バイト先の上司はパワハラ気質で、気に食わないことがあればすぐに暴言を吐く。

そんなパワハラ気質の人間のもとで働いている理由は、“時給が高いから“ただそれだけ。

本音を言えば、僕だって友人らとその場の流れで飲みに行ってみたい。サークルに入って様々なことを経験してみたい。彼女をつくって某夢の国にも行ってみたい。みんなみたいに。

「はぁ、」

こんなことを思ってもないも始まらない。世の中にはぼくよりも辛い境遇の人なんていくらでもいる。そんなことを考えながら、家に着いた。

外出する際、鍵は外の郵便受けに入れていくため、郵便受けから鍵を取り出す。その時,手に何かが触れる。

「なんだろ?」

中を覗くと奥の方に小包があることに気がつく。普段くる郵便物といえば中身のないDMか、電気代等の振り込み用紙だけ。

小包なんて珍しいな。そう思いながらそれを取り出す。

宛名や住所、送り主など必要な情報が全て抜けているそれをみて

「なんだこれ?」

そう思いつつも好奇心に駆られたぼくは、明らかに怪しいそれを持ち部屋の鍵を開けた。

家賃4.5万円駅から徒歩15分のワンルーム。これがぼくの城。狭い部屋ではあるが風呂トイレ別。唯一の心休まる場所だ。

部屋へ入り電気をつける。テレビも何もない部屋が照らされる。ぼくは鞄をその辺へ投げると敷きっぱなしの布団の上に座り小包を見る。

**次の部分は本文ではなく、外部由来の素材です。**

PR #319, opened 2016-10-26
Rename and delete sprites

### LINKED ISSUE #144: Add "new sprite", "delete sprite", "rename sprite" mechanisms

tmickel:
Adds rename and delete sprite methods, which take a target ID. Resolves #144.

### DIFF
--- a/src/index.js
+++ b/src/index.js
@@ -203,6 +203,37 @@ VirtualMachine.prototype.renameSprite = function (targetId, newName) {
 };
 
 /**
+ * Delete a sprite and all its clones.
+ * @param {string} targetId ID of a target whose sprite to delete.
+ */
+VirtualMachine.prototype.deleteSprite = function (targetId) {
+    var target = this.runtime.getTargetById(targetId);
+    if (target) {
+        if (target.isStage) {
+            throw new Error('Cannot delete stage targets.');
+        }
+        var sprite = target.sprite;
+        if (!sprite) {
+            throw new Error('No sprite associated with this target.');
+        }
+        var currentEditingTarget = this.editingTarget;
+        for (var i = 0; i < sprite.clones.length; i++) {
+            var clone = sprite.clones[i];
+            this.runtime.stopForTarget(sprite.clones[i]);
+            this.runtime.disposeTarget(sprite.clones[i]);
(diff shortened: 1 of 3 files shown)


src/index.js
```diff
@@ -184,6 +184,56 @@ VirtualMachine.prototype.addBackdrop = function (backdropObject) {
...
+/**
+ * Delete a sprite and all its clones.
+ * @param {string} targetId ID of a target whose sprite to delete.
+ */
+VirtualMachine.prototype.deleteSprite = function (targetId) {
+    var target = this.runtime.getTargetById(targetId);
+    if (target) {
+        if (target.isStage) {
+            throw new Error('Cannot delete stage targets.');
+        }
```
rschamp, line 217: We should probably carry this check to the rename method as well, unless you intended to make renaming the stage possible?  If you do carry it over, maybe both of these checks should be put onto `RenderedTarget` as a method like `isSprite`? Or something less confusing than that.

src/index.js
```diff
@@ -184,6 +184,56 @@ VirtualMachine.prototype.addBackdrop = function (backdropObject) {
...
+            throw new Error('No sprite associated with this target.');
+        }
+        var currentEditingTarget = this.editingTarget;
+        for (var i = 0; i < sprite.clones.length; i++) {
+            var clone = sprite.clones[i];
+            this.runtime.stopForTarget(sprite.clones[i]);
+            this.runtime.disposeTarget(sprite.clones[i]);
+            // Ensure editing target is switched if we are deleting it.
+            if (clone === currentEditingTarget) {
+                this.setEditingTarget(this.runtime.targets[0].id);
```
rschamp, line 229: Is it certain that `targetId !== this.runtime.targets[0].id`?

rschamp (commented):
A couple of questions — overall it looks good to me!

src/index.js
tmickel: Done!

src/index.js
tmickel: Yes, since the target was just disposed - if it was originally targets[0], there is now a different target in targets[0]. The only risk is if there's no more targets - if so we might have a problem here. I've added a check to that effect.

rschamp (approved):

PR #1750, opened 2018-11-12
Add method for collecting all targets' assets

### LINKED ISSUE #1601: Add API for getting unsaved ("dirty") assets to be saved
Currently we can save a single .sb3 archive, but we want an easy way to save the SB3 JSON separately from each of the assets that needs to be saved.

rschamp:
### Resolves

Resolves #1601

### Proposed Changes

Adds a VM getter that returns all assets stored on all targets.

### Reason for Changes

Towards incremental saving, this gives a way for the GUI to save all the assets individually.  For now, it is the responsibility of the consumer to determine if these assets should be saved or not. Otherwise the VM would need to be responsible for saving, which has been out of its scope.  Does not include the project JSON since that would require knowledge of a project ID, which the VM has not been responsible for so far.

### Test Coverage

Added unit tests for the function as well as the getter on the VM.

### DIFF
--- a/src/virtual-machine.js
+++ b/src/virtual-machine.js
@@ -18,7 +18,7 @@ const Variable = require('./engine/variable');
 
 const {loadCostume} = require('./import/load-costume.js');
 const {loadSound} = require('./import/load-sound.js');
-const {collectAssets, serializeSounds, serializeCostumes} = require('./serialization/serialize-assets');
+const {serializeSounds, serializeCostumes} = require('./serialization/serialize-assets');
 require('canvas-toBlob');
 
 const RESERVED_NAMES = ['_mouse_', '_stage_', '_edge_', '_myself_', '_random_'];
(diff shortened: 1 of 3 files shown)


src/virtual-machine.js
```diff
@@ -336,6 +336,13 @@ class VirtualMachine extends EventEmitter {
         });
     }
 
+    /*
+     * @type {Array<object>} Array of all costumes and sounds currently in the runtime
+     */
+    get assets () {
+        return collectAssets(this.runtime);
+    }
```
cwillisf, line 348: Since `collectAssets` reaches into the runtime to do its work and this looks like the only place it's called from, it seems like it would make sense to merge the guts of `collectAssets` into this accessor or into the runtime itself.

cwillisf (approved):
This looks fine to me, though I commented on a potential simplification...

src/virtual-machine.js
rschamp: Good point. It used to do more — you could filter by a target — but then I decided to only make it do what we need.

やはり心当たりはない。そもそも誰かが送ってきたものにしては切手や宛名など必要なものが足りなさすぎる。

少し不安になりつつもぼくはそれを開ける。

中には一枚の紙と一つのスイッチが入っていた。スイッチを布団の上に置きまずは紙に書いてあるものを読む。


【仕様書】

【このスイッチを押すとお金が手に入ります】

【一回押せば100万円】

【二回目は99万円】

【三回目は98万円】

【一回押すごとに貰える額は減ります】

【上限は5050万円】

【一回押すごとにあなたと直接関係のない人が1人死にます。】


紙には無機質にそれだけが書かれていた。

馬鹿馬鹿しい話だ。

スイッチを押したら金が手に入る?その代わり人が死ぬ?誰がそんなことを信じるんだ。

次の不燃物の日にでも捨てよう。そう思ったぼくはそれを机の上に置くといつものように風呂に入り床についた。